Ему хотелось знать о Земле все, и он часами просиживал у телестены, радуясь, что может все это видеть. Эта ненасытная любовь к Земле, к ее океанам, лесам, деревьям, животным, городам была вроде болезни, о которой он даже не задумывался. А если бы и задумался, то не захотел бы избавиться все равно. И только когда глаза уставали, он уходил вниз к морю и некоторое время лежал на горячем белом песке. Потом взбирался на невысокую скалу, нависшую над водой, и нырял в пенистые гребни волн. Он плыл вдаль, иногда отдыхая лежа на спине, и возвращался лишь тогда, когда изрядно уставал. Тогда он снова ложился на песок, смотрел в небо с белесыми перистыми облаками и, когда тело начинало ощущать теплоту лучей солнца, вставал и шел в гостиницу.
Лишь дважды он заставил себя сесть в кресло глайдера, подняться в воздух и лететь в Лимику к Эльсе. Он помнил, где она жила, но оба раза останавливался возле ее двери. Что-то не пускало его дальше. Он возвращался в свой гостиницу «Горное гнездо» и садился перед телевизором.

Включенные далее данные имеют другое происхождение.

PR #2855, opened 2015-08-28
Memleak fixes

akallabeth:
* Fixes memory leaks found
* Fixes some API misuse

### DIFF
--- a/channels/rdpdr/client/rdpdr_main.c
+++ b/channels/rdpdr/client/rdpdr_main.c
@@ -408,7 +408,15 @@ static UINT handle_hotplug(rdpdrPlugin* rdpdr)
 			/* copy hotpluged device mount point to the dev_array */
 			if (strstr(word, "/mnt/") != NULL || strstr(word, "/media/") != NULL)
 			{
-				dev_array[size].path = strdup(word);
+				dev_array[size].path = _strdup(word);
+				if (!dev_array[size].path)
+				{
+					fclose(f);
+					free(line);
+					error = CHANNEL_RC_NO_MEMORY;
+					goto cleanup;
+				}
+
 				dev_array[size++].to_add = TRUE;
 			}
 			free(word);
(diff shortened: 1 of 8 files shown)


channels/rdpdr/client/rdpdr_main.c
```diff
@@ -495,14 +500,22 @@ static UINT handle_hotplug(rdpdrPlugin* rdpdr)
...
+	for (i = 0; i < size; i++)
+		free (dev_array[size].path);
+
 	return rdpdr_send_device_list_announce_request(rdpdr, TRUE);
+
+cleanup:
+	for (i = 0; i < size; i++)
+		free (dev_array[size].path);
+
+	return error;
```
MartinHaimberger: would nt it be better to remove the duplicated code above and use something like:

return error ? error : rdpdr_send_device_list_announce_request(rdpdr, TRUE);

channels/rdpdr/client/rdpdr_main.c
```diff
@@ -468,17 +468,21 @@ static UINT handle_hotplug(rdpdrPlugin* rdpdr)
...
 
 			drive->Type = RDPDR_DTYP_FILESYSTEM;
 
-			drive->Path = _strdup(dev_array[i].path);
+			drive->Path = dev_array[i].path;
+			dev_array[i].path = NULL;
+
 			if (!drive->Path)
 			{
 				WLog_ERR(TAG, "_strdup failed!");
```
MartinHaimberger: wrong comment because of removed _strdup

akallabeth: @MartinHaimberger No, the ```_strdup``` just duplicated a string cleaned up later on. Setting the source to NULL prevents that and so no duplication is necessary.

bmiklautz:
+1

hardening:
+1

PR #2861, opened 2015-09-02
rdpsnd/winmm: fix SetVolume when device is not opened.

llyzs:
The client may receive SetVolume PDU before receiving the first audio sample (which triggers the opening of the audio device in winmm plugin). This caused the volume PDU be lost and after some recent changes, now causes the client to be closed unexpectedly. Thanks to the error checking changes so that we can detect this problem.

### DIFF
--- a/channels/rdpsnd/client/winmm/rdpsnd_winmm.c
+++ b/channels/rdpsnd/client/winmm/rdpsnd_winmm.c
@@ -50,6 +50,7 @@ struct rdpsnd_winmm_plugin
 	WAVEFORMATEX format;
 	int wformat;
 	int block_size;
+	UINT32 volume;
 	FREERDP_DSP_CONTEXT* dsp_context;
 };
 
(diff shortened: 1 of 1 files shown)


llyzs:
@akallabeth @mfleisz

akallabeth:
+1

channels/rdpsnd/client/winmm/rdpsnd_winmm.c
```diff
@@ -375,6 +386,8 @@ UINT freerdp_rdpsnd_client_subsystem_entry(PFREERDP_RDPSND_DEVICE_ENTRY_POINTS p
 		return CHANNEL_RC_NO_MEMORY;
 	}
 
+	winmm->volume = 0xFFFFFFFF;
+
```
hardening: Just wondering if it's a good idea to start at full volume...

llyzs: @hardening 

This is the application volume, not master volume. In fact OS default of the application volume is 100% so this should not be a problem.

hardening: Nice then, thank you for the answer.

PR #2864, opened 2015-09-02
Give unique aliases for smartcards with the same name, so that two re…

bjcollins:
…aders do not end up with the same alias.


bjcollins:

А вечером он спускался на первый этаж в бар, занимал место перед огромным старинным камином, в котором горели поленья смолистых дров, и слушал, о чем говорят люди. В «Горном гнезде» жили те, кто по разным причинам на несколько дней хотел уйти от забот повседневной жизни, отвлечься от всех дел. Здесь никто никому не мешал, никто не спрашивал, что привело другого сюда. Можно было целыми днями лазить по горам или купаться в море. Сюда можно было приехать внезапно и так же внезапно уехать, не предупредив об этом даже администратора.